EXERCISE OBJECTIVE. Which lines have the string "might"? Copy all of them from the entries below.

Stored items
*** Begin section ***
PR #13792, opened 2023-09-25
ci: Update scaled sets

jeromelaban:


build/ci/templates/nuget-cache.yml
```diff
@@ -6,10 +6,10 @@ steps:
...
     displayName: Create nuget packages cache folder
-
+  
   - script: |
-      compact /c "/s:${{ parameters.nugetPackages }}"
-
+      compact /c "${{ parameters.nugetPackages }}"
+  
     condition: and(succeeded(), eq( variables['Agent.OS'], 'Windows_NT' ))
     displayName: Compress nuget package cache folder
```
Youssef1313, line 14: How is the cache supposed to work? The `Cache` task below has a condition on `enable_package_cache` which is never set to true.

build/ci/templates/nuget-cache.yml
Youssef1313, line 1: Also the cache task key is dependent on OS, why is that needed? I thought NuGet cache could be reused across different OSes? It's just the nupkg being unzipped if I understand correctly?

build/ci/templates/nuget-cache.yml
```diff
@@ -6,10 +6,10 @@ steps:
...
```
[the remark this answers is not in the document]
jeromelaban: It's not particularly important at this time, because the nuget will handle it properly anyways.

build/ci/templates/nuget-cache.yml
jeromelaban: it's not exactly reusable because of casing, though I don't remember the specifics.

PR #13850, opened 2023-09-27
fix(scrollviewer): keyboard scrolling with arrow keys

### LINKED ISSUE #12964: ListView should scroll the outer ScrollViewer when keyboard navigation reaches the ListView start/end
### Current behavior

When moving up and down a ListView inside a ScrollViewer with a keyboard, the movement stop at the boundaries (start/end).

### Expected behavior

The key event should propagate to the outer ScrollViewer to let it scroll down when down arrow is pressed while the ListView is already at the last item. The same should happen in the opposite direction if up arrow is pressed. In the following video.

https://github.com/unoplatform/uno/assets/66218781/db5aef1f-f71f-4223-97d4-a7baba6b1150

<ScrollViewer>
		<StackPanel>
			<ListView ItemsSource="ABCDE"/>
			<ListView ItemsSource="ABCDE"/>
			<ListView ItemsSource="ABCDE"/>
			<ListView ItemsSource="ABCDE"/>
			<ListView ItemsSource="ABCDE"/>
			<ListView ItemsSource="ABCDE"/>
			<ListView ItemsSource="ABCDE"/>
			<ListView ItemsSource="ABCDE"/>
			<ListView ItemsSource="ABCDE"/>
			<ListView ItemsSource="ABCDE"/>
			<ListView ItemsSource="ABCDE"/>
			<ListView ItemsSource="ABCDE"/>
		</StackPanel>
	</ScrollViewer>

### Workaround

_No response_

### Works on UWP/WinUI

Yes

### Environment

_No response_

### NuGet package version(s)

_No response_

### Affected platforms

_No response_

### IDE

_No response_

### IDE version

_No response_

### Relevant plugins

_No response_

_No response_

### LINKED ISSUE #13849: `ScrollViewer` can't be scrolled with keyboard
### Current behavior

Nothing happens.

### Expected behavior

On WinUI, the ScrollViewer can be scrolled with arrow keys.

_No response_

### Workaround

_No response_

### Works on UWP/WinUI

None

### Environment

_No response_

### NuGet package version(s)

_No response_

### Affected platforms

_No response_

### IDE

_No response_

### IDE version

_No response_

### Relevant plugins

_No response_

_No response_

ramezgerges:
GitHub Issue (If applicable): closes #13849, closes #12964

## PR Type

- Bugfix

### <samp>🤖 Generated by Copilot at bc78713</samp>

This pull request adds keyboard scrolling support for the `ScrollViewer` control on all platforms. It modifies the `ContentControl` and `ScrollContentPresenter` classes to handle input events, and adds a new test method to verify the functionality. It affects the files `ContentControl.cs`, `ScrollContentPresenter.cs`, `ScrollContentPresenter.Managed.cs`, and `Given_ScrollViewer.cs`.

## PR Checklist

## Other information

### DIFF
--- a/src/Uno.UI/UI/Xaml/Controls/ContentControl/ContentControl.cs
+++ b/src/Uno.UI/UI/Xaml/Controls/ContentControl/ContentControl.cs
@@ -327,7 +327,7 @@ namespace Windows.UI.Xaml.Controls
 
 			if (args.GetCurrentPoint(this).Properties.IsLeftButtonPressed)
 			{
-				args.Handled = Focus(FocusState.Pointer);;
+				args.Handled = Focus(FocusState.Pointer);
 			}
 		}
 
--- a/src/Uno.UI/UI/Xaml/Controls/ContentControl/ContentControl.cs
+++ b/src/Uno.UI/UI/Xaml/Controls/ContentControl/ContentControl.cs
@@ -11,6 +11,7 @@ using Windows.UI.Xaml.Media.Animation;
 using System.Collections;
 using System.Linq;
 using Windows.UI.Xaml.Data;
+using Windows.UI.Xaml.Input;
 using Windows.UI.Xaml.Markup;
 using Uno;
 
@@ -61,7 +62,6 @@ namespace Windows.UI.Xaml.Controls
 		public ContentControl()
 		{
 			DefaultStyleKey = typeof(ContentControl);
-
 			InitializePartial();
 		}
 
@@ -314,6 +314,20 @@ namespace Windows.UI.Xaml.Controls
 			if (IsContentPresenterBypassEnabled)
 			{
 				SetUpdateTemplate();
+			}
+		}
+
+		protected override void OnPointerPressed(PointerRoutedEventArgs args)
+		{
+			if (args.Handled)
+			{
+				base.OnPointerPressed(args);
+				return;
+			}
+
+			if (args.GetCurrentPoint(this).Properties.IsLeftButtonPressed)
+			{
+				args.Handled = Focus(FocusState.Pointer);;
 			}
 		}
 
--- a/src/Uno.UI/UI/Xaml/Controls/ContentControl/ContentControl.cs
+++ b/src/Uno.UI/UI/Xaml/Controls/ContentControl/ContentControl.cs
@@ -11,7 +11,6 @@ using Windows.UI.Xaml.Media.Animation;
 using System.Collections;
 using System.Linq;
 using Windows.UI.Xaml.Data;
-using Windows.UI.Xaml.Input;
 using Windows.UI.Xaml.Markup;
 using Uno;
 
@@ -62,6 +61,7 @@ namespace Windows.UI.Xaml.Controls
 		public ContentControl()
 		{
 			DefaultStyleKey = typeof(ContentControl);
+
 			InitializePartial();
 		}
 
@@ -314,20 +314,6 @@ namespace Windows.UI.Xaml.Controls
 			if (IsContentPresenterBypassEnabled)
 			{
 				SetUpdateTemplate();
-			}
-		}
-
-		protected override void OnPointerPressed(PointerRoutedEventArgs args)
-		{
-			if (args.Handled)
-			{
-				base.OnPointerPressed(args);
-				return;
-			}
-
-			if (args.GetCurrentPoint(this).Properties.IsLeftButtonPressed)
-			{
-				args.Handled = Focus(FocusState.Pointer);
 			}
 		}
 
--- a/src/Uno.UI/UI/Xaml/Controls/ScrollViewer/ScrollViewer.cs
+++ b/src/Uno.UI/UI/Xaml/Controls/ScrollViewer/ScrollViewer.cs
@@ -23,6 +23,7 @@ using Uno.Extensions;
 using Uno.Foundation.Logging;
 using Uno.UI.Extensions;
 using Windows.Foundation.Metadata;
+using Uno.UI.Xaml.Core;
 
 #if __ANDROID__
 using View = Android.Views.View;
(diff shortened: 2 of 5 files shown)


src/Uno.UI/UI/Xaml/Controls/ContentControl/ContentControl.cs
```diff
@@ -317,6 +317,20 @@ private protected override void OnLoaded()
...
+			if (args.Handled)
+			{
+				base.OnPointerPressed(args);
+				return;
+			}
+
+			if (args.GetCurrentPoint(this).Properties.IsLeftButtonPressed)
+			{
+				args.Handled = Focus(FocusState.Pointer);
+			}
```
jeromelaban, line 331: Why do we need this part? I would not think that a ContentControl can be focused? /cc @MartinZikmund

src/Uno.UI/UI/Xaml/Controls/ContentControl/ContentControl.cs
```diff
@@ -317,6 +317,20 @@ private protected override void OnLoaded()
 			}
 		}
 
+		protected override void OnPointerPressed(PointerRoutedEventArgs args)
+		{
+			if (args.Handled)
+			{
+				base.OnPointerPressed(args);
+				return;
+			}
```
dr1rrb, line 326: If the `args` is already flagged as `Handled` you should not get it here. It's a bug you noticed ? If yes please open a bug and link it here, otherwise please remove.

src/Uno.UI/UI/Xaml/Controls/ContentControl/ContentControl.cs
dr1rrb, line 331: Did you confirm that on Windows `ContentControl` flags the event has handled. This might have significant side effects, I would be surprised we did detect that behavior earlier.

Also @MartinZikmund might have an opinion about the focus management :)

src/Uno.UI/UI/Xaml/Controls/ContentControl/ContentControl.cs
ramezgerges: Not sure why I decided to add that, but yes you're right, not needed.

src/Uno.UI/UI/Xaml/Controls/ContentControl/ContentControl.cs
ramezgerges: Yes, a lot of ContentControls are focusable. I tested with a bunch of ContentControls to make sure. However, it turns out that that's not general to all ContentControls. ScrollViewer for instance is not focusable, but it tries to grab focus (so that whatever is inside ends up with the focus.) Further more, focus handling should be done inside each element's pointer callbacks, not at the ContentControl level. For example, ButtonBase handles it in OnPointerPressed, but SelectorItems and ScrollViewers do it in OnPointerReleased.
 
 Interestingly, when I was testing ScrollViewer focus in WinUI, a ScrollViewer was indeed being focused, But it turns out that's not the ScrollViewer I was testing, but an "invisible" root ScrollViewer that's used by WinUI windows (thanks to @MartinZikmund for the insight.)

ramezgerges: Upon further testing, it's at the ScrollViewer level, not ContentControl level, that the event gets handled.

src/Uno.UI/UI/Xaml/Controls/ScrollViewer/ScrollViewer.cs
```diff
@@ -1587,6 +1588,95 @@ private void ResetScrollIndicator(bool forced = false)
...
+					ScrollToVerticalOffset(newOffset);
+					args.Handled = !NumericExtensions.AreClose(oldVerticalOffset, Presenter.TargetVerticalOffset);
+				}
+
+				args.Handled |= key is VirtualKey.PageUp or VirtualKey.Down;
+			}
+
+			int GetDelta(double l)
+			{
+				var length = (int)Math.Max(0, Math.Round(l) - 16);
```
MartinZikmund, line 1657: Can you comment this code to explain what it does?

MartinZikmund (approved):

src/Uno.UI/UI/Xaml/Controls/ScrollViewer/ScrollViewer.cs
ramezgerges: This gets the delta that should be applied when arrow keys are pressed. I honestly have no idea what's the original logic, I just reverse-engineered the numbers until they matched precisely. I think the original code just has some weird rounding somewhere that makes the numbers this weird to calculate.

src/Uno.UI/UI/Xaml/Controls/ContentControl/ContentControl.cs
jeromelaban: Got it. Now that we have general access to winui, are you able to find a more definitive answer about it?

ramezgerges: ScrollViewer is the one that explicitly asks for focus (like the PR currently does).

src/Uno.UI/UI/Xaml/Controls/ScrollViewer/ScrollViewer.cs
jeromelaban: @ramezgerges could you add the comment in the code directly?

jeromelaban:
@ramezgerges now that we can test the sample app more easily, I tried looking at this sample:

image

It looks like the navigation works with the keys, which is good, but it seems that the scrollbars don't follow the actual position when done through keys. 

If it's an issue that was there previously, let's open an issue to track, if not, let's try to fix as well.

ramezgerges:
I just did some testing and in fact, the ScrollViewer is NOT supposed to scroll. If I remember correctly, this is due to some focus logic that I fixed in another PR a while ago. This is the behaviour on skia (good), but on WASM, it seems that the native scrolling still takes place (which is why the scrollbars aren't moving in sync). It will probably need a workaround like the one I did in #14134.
*** End section ***
ANSWER BOX.
dr1rrb, line 331: Did you confirm that on Windows `ContentControl` flags the event has handled. This might have significant side effects, I would be surprised we did detect that behavior earlier.
Also @MartinZikmund might have an opinion about the focus management :)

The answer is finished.